The People newspaper has said there is no difference between the term “hermaphrodite” and “intersex” – and therefore has not apologised for its substitution of the h-word in a story last month.

This follows the People’s reporting of an FOI request into the Metropolitan Police’s diversity policy which revealed some 8 members of that police force identify as “intersex”. In reporting the story, however, the People replaced the term “intersex” with “hermaphrodite” – a description that many in the intersex community consider to be both inaccurate and offensive.

Complaints to the Press Complaints Commission followed – including one from the National Trans Police Association – both in respect of alleged inaccurate reporting in the original story and also around the use of language detailed here.

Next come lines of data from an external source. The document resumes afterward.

PR #2204, opened 2019-10-23
Ensure accepting untrusted certificates only happens once

web-bert:
## Description of change

An unnecessary check was happening for each request when it only needs to happen once when the server starts


web-bert:
@rafenden tests added for the refactor but I'm not adding retrospective tests now as this was meant to be a quick fix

The People has now agreed to publish a correction in respect of one aspect of this story, however, not all complaints have yet been resolved.

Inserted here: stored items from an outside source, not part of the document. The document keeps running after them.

PR #2215, opened 2019-10-29
Feature/fex 211 enable activity feed filters

yozzo:
## Description of change

Integration of Activity Feed filters in Data-hub. The way we're filtering is by querying the API with the filter params that come from the component.

## Test instructions

On Activity Feed we should see a dropdown with types of values we should be filtering by

 
### Before

Screenshot 2019-10-29 at 17 00 20

### After 

Screenshot 2019-10-29 at 17 00 37

## Checklist


src/apps/companies/apps/activity-feed/builders.js
```diff
@@ -0,0 +1,27 @@
...
+  }
+
+  return query
+}
+
+function buildFilter (item = '') {
+  const terms = JSON.parse(item)
+
+  return { terms }
+}
```
peterhudec: All of this can be simplified to:
```js
const buildActivityFeedFilters = (companyId, filter) => [
  { term: { 'object.attributedTo.id': `dit:DataHubCompany:${companyId}` } },
  ..._.flatten([filter]).map(filter => ({ terms: JSON.parse(filter) })),
]
```

src/apps/companies/apps/activity-feed/controllers.js
```diff
@@ -1,11 +1,28 @@
...
+    ],
+    default: ACTIVITY_TYPE_FILTERS.dataHubActivity,
+  }
+
   try {
     const addContentProps = company.archived ? {} : {
       addContentText: 'Add interaction',
       addContentLink: `/companies/${company.id}/interactions/create`,
+      addActivityTypeFilter: activityTypeFilter,
+      isFilterEnabled: activityTypeFilter.values && features['activity-feed-filters'],
```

In their initial response to the PCC, the People conceded that they had wrongly reported that gender could never be changed on a birth certificate, but rejected claims that their story contained further material inaccuracies. In respect of their use of “hermaphrodite”, they claimed that the word was “interchangeable” with “intersex”.

This was swiftly rejected by experts in the field. According to Drs Milton Diamond and Connie Brinton-Diamond of the University of Hawaii’s Center for Sex and Society: “Use of certain terms represents a sensitivity to the needs and desires of the group spoken about.

“At one time it was true that the term hermaphrodite was used to mean the same as intersex. However, the designation intersex was not generally known or understood, while the term hermaphrodite was often used as a derogatory term and one commonly associated with circus side shows.

“That term has since been replaced by the term intersex because this designation carries less stigma than that associated with the older term. It has generally been embraced by the group itself as well as academics and clinicians. It also is a term that has instructive value indicating a natural, inborn, condition rather than a mythical one.”

And Y Gavriel Ansara of the University of Surrey added: “The term ‘hermaphrodites’ is considered offensive, objectifying, and dehumanising by many but not all people whom this term purports to describe. Despite highly controversial efforts within medicine and psychology to impose a ‘consensus’ that natural human diversity can be classified as ‘Disorders of Sex Development (DSDs)’, there is not actual consensus.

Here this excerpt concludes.